Bahar Taskesen, Man-Chung Yue, Jose Blanchet, Daniel Kuhn and Viet Anh Nguyen
Least squares estimators, when trained on a few target domain samples, may predict poorly. Supervised domain adaptation aims to improve the predictive accuracy by exploiting additional labeled training samples from a source distribution that is close to the target distribution. Given available data, we investigate novel strategies to synthesize a family of least squares estimator experts that are robust with regard to moment conditions.
MATLAB version should be at least 2020a. This repository contains of distributionally robust experts for supervised domain adaptation presented in the paper. Install YALMIP from https://yalmip.github.io/tutorial/installation/ and MOSEK from https://docs.mosek.com/9.2/install/installation.html by following the instructions.

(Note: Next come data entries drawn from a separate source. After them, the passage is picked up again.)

Issue #3844, opened 2019-05-10
Uploading Variants Causes Errors in V2 Product Import


sineadfenton:
## Description

When uploading files that contain different variants that need to be grouped together the importer seems to crash - there is no error message but the loading page never changes.

The difference here is that a file has 2 entries that need to be updated and then create 13 more - could the issue be that the importer cannot do this?

## Expected Behavior

Should upload as per usual

## Actual Behaviour

An 'invisible' error

When I refresh and attempt to reupload the data some of the data has gone in, and others haven't. There was no error indicated when I first imported the file during the initial checks

It looks like it stops after the 3rd entry where the data changes from unit type, ot variant unit type “bar”

## Steps to Reproduce

1. https://docs.google.com/spreadsheets/d/1-n5PyoOqloRXWdw-DUGMoy0AWs5KeeQWKITnMIbDyyg/edit#gid=788111594
2. Upload the above file
3. Import and see that the file never actually goes in, the page starts to load but never changes
4. Reupload the file to see that some have infact been uploaded

## Animated Gif/Screenshot

![image](https://user-images.githubusercontent.com/28807449/57527664-277e8580-7328-11e9-9864-afb48ceb63fe.png)

![image](https://user-images.githubusercontent.com/28807449/57527709-4e3cbc00-7328-11e9-98f3-5197c2da620c.png)

 GET https://staging.openfoodfrance.org/assets/admin/custom.css net::ERR_ABORTED 404
all-8e381660fc94b253a53474fe56c7de90.js:547 SyntaxError: Unexpected token P in JSON at position 0
    at JSON.parse (<anonymous>)
    at fromJson (all-8e381660fc94b253a53474fe56c7de90.js:543)
    at defaultHttpResponseTransform (all-8e381660fc94b253a53474fe56c7de90.js:546)
    at all-8e381660fc94b253a53474fe56c7de90.js:546
    at forEach (all-8e381660fc94b253a53474fe56c7de90.js:543)
    at transformData (all-8e381660fc94b253a53474fe56c7de90.js:546)
    at transformResponse (all-8e381660fc94b253a53474fe56c7de90.js:546)
    at processQueue (all-8e381660fc94b253a53474fe56c7de90.js:547)
    at all-8e381660fc94b253a53474fe56c7de90.js:547
    at Scope.$eval (all-8e381660fc94b253a53474fe56c7de90.js:547)
[...]

PR #3915, opened 2019-06-11
Consider deleted products when creating permalinks

mkllnk:
#### What? Why?

Closes https://github.com/openfoodfoundation/openfoodnetwork/issues/3844

Spree's implementation and our implementation to create a unique permalink failed to notice conflicts with soft-deleted products. This patch looks at deleted products as well.

#### What should we test?

Test product import:
- Upload products with Rachel's test sheet: https://docs.google.com/spreadsheets/d/1-n5PyoOqloRXWdw-DUGMoy0AWs5KeeQWKITnMIbDyyg/edit#gid=788111594
- Delete some of the products.
- Upload the products again.
- It should succeed.
- The new products have a different permalink to the products that got deleted.

Test enterprise groups:
- Try to assign the same permalink to two groups.
- A new permalink should be created and the data should save.

#### Release notes

Fixed: Creating new products could fail if a product with the same name was deleted before.

Changelog Category: Fixed


lib/open_food_network/permalink_generator.rb
```diff
@@ -16,7 +23,23 @@ def find_available_value(existing, requested)
   end
 
   def create_unique_permalink(requested)
-    existing = self.class.where('id != ?', id).where("permalink LIKE ?", "#{requested}%").pluck(:permalink)
+    existing = others.where("permalink LIKE ?", "#{requested}%").pluck(:permalink)
```
luisramos0: this is a module included in the product model but we are a bit far from the product model here, I'd add a bit more context to this method name by calling it other_products instead of others.

mkllnk: Careful, this class is also used in `EnterpriseGroup`.

Instead of heaving an OFN specific service, I would rather see an independent module that can live in lib or in a separate gem. And that's where we could move to Friendly Id at some point.

Another solution would be to overwrite permalinks when deleting products so that the permalink is available to new products again. Spree did that but I'm not sure we want to re-use permalinks. We don't actually use them for products at the moment. Only for enterprises and groups, I think.

luisramos0: ah, I see.
Friendly Id looks good!

lin-d-hop:
Looks good to me. Tested a few iterations of deletes and replicated permalinks.

https://docs.google.com/document/d/12heXfkfJOdeOJN9p_CoA0S9lWE6GiQM0eUYIZVABqXs/edit#

PR #3916, opened 2019-06-11
OC schedules are now filtered to schedules of OCs with same coordinator

### LINKED ISSUE #3306: [Subscriptions] if I manage more than one shop, schedules for shops 2 is proposed in other shops and creates bugs.
## Description
User 1 is manager of Hub 1 and hub 2.
She creates schedule 1 for hub 1 and schedule 2 for hub 2,.
When creating an OC for hub 2, associating schedule 1 is proposed as an option and I can select it and save. 
This is confusing as hub manager believe they can reuse schedules over hubs, and if they give the same name to schedules for multiple hubs they manage, they can choose the wrong one.

## Expected Behavior
When setting up and OC for a hub, I am only proposed the schedules setup for that hub.

## Actual Behavior
I am proposed all the schedules for all the hubs I manage.

## Steps to Reproduce
1.  Make sure you have 2 schedules setup for 2 hubs.
2. Create an OC for one of the two hubs, and see.

## Animated Gif/Screenshot
capture du 2019-01-10 19-19-47

## Context
Discovered as a potential source of mistake for a beta tester of subs in France who had an OC where subs didn't work at all...

## Severity
s3

## Your Environment
* Version used: v1.25
* Operating System and version (desktop or mobile): Ubuntu 18.1

luisramos0:
#### What? Why?

Closes #3306

#### What should we test?
Schedules list in Order Cycle page is filtered to schedules of order cycles with same coordinator.
there are 4 pages where this needs to be tested:
- simple create order cycle
- simple edit order cycle
- incoming/outgoing create order cycle
- incoming/outgoing edit order cycle

#### Release notes
Changelog Category: Changed
Subscriptions schedules now cannot be re-used across order cycles coordinated by different enterprises.


app/controllers/admin/schedules_controller.rb
```diff
@@ -31,7 +31,16 @@ def index
...
+      if params[:enterprise_id]
+        filter_schedules_by_enterprise_id(permissions.visible_schedules, params[:enterprise_id])
+      else
+        permissions.visible_schedules
+      end
+    end
+
+    # Filter schedules by OCs with a given coordinator id
+    def filter_schedules_by_enterprise_id(schedules, enterprise_id)
+      schedules.select { |schedule| schedule.coordinators.map(&:id).include? enterprise_id.to_i }
```
sauloperez: Is there anything stopping us from fetching this from DB? It will be orders of magnitude faster

luisramos0: I opted to do this because I'd like to keep the permissions code in visible_schedules as is and not mix permissions with data fetching here:
https://github.com/openfoodfoundation/openfoodnetwork/blob/e15ccdbd74a7e2582d0cdd251ac118567db95224/lib/open_food_network/permissions.rb#L135

luisramos0: otherwise I think I'd have to mix the two parts in one query.

sauloperez: Have you played with AR's `#merge`?

luisramos0: ok, I'll give it try.

app/controllers/admin/schedules_controller.rb
```diff
@@ -31,7 +31,16 @@ def index
...
+      if params[:enterprise_id]
+        filter_schedules_by_enterprise_id(permissions.visible_schedules, params[:enterprise_id])
+      else
+        permissions.visible_schedules
+      end
+    end
+
+    # Filter schedules by OCs with a given coordinator id
+    def filter_schedules_by_enterprise_id(schedules, enterprise_id)
+      schedules.where("order_cycles.coordinator_id = ?", enterprise_id.to_i)
```
luisramos0: is this better @sauloperez ?

mkllnk: I find that much better. You are relying on the permissions class joining with order cycles but that's okay. You could have the same join here and Rails would filter out the duplicate join. And you can use the same hash syntax:
```rb
schedules.joins(:order_cycles).where(order_cycles: { coordinator_id: enterprise_id.to_i })
```

We don't need the distinct select because coordinators are uniq on each order cycle.

luisramos0: ah, nice, I do that! new commit.

RachL:
All 4 pages are working as usual an only showing the schedules of the coordinator :)

Subs are launching / ending as usual.

PR #3919, opened 2019-06-12
Db mirror script

mkllnk:
#### What? Why?

This updated database mirror script helps debugging and preparing migrations for production data. It can also copy all images from AWS.

#### What should we test?

No test on staging servers needed.

#### Release notes

Fixed: Updated a data mirror script for developers.

Changelog Category: Fixed

### DIFF
--- a/script/mirror_db.sh
+++ b/script/mirror_db.sh
@@ -4,9 +4,25 @@
 # Useful for when you want to test a migration against production data, or see
 # the effect of codebase changes on real-life data
 
-# Usage: script/mirror_db.sh [ofn-staging1|ofn-staging2|ofn-prod]
-
 set -e
+
+HOST="$1"
+BUCKET="$2"
+: ${DB_USER='ofn_user'}
+: ${DB_DATABASE='openfoodnetwork'}
+
+DB_OPTIONS=(
+--exclude-table-data=sessions
+--exclude-table-data=spree_log_entries
+--exclude-table-data=spree_state_changes
+--no-acl
+)
+
+if [ -z "$HOST" ]; then
+  echo "[Error] SSH host missing.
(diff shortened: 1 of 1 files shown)


mkllnk:
I just found that if you mirror the database from a server with a different country and currency, you need to change your application.yml. For example:

```yml
# Spree zone.
#CHECKOUT_ZONE: Australia
CHECKOUT_ZONE: France
#CURRENCY: AUD
CURRENCY: EUR
```

script/mirror_db.sh
```diff
@@ -4,45 +4,48 @@
...
-
 # -- Mirror database
 echo "Mirroring database..."
-echo "drop database open_food_network_dev" | psql -h localhost -U ofn open_food_network_test
-echo "create database open_food_network_dev" | psql -h localhost -U ofn open_food_network_test
-ssh $1 "pg_dump -h localhost -U $DB_USER $DB_DATABASE $DB_OPTIONS |gzip" |gunzip |psql -h localhost -U ofn open_food_network_dev
-
+dropdb -h localhost -U ofn open_food_network_dev
+createdb -h localhost -U ofn open_food_network_dev
+ssh -C "$HOST" "pg_dump -h localhost -U $DB_USER $DB_DATABASE ${DB_OPTIONS[@]}" | psql -h localhost -U ofn open_food_network_dev
```
Matt-Yorkley: So you're pulling a production database and adding it to your local machine. Wont the details be mismatched? eg. the owner will be `ofn_user` and the database will be `openfoodnetwork` in the production dump, but that won't match your dev settings, right?

mkllnk: Yes, the owner doesn't match but as long as you have the superuser role accessing the database it doesn't matter. The database name doesn't matter either, it's copied from `$DB_DATABASE` to `open_food_network_dev`.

The results in the numerical experiments section (Table 1, and Figure 4) are obtained by running run_main.m script. All the supplementary functions are placed under the src folder.
Due to capacity limits the datasets are not available under this repository. However, all datasets are available publicly at
-
Uber&Lyft: https://www.kaggle.com/brllrb/uber-and-lyft-dataset-boston-ma. Should be placed as "./data/kaggle/uber/rideshare_kaggle.csv"
-
US Births (2018): https://www.kaggle.com/des137/us-births-2018. Should be placed as "'./data/kaggle/birth_data/USbirths_2018.csv'"
-
Life Expectancy: https://www.kaggle.com/kumarajarshi/life-expectancy-who Should be placed as "./data/LifeExpectancyDataset.csv"
-
House Prices in King Country: https://www.kaggle.com/c/house-prices-advanced-regression-techniques/data Should be placed as "./data/houses/train.csv"
-
California Housing Prices: https://www.kaggle.com/camnugent/california-housing-pricesand Should be placed as "./data/california_housing.csv"
The workspaces of the experiment results in Secion 6, in particular Table 1 and Figure 4 as well as Figure A.1. in the appendix are placed under "./paper results". For each dataset the corresponding figure is obtained by running ./paper results/plotting.m to obtain the figures in the paper with the data_set parameter set accordingly. The values in the table are obtained by running ./paper results/create_table_values.m. Detailed explanations on how to run these codes are provided at the begining of the scripts.